Progress in organic single-crystal field-effect transistors

TL;DR

This paper reviews recent progress in organic single-crystal field-effect transistors, highlighting advances in understanding their microscopic physics, intrinsic transport properties, and record-high carrier mobilities achieved through high-purity crystals.

Contribution

It provides a comprehensive overview of recent developments in organic single-crystal transistors, emphasizing new insights into their physical mechanisms and exceptional mobility values.

Findings

High carrier mobility in organic single crystals

Enhanced understanding of microscopic transport mechanisms

Potential for future device performance improvements

Abstract

Research on organic thin-film transistors tends to focus on improvements in device performance, but very little is understood about the ultimate limits of these devices, the microscopic physical mechanisms responsible for their limitations, and, more generally, the intrinsic transport properties of organic semiconductors.
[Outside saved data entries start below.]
Issue #2405, opened 2014-10-22
beta-11 breaks belongsTo (async) relationship


shark404:
We have switched from beta-9 to beta-11 as we need some of the changes in the findHasMany, however  we've encountered issues with relationships failing to load. I believe this is very similar to #2391 but I'm not sure so raising a separate issue.

I've finally managed to recreate a simple example showing the issue. I've limited it down to having 2 different objects referencing the same underlying object. i.e. Post 1 and Post 2 both have a relationship to Post 100. Post 2 works ok but Post 1 fails to load properly. When looking in the ember inspector I notice that Post 1's child is a promise with no content, however if I look in _data the child is populated.. Post 2 is completely fine.

Here is the jsbin
http://emberjs.jsbin.com/hiciviyome/1/

Hopefully that makes sense...

Issue #2272, opened 2014-09-10
Different belongsTo behaviour beta9 vs beta10


schnoddelbotz:
I'm just getting started with ember(-data), so my approach may simply be wrong (sorry if so).
I've isolated my problem into jsbins:
http://jsbin.com/capubefemifi/2   http://jsbin.com/capubefemifi/3
http://jsbin.com/capubefemifi/2/edit   http://jsbin.com/capubefemifi/3/edit
Both are using the same code, but .../2 uses ember-data beta9 and .../3 uses beta10.
The plan was to build a nested tree... Any ideas why they give such different results (only the first/root record should report "isRoot")?

cheers

PR #2712, opened 2015-01-19
Assert of the user specifies a reflexive relationship without explicitly...

bmac:
... defining the inverse

Currently if a user specifies a reflexive belongsTo relationship in Ember Data without providing a `inverse` key Ember Data will assume the relationship is a 1 to 1 relationship. This can be confusing (see https://github.com/emberjs/data/issues/2272 and https://github.com/emberjs/data/issues/2405) since in practice 1 to 1 relationships are rarely used. 

This pr forces the user to specify a inverse key if they define a reflexive relationship. 1 to 1 relationships are still possible you just need to specify the relationship as its own inverse.

### DIFF
--- a/packages/ember-data/lib/system/relationships/ext.js
+++ b/packages/ember-data/lib/system/relationships/ext.js
@@ -228,11 +228,14 @@ Model.reopenClass({
       return null;
     }
 
+    var propertyMeta = this.metaForProperty(name);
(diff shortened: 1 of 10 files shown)


bmac:
Flagging this for review because its a breaking change for users who have 1 to 1 relationships without an `inverse` key.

These topics are now being investigated through the study of transport in organic transistors realized using molecular single crystals of unprecedented chemical purity and structural quality. These studies are elucidating detailed microscopic aspects of the physics of organic semiconductors and corresponding devices and have also led to unforeseen high values for carrier mobility in these materials. Here, we discuss developments in this area and present a brief outlook on future goals that have now come into experimental reach.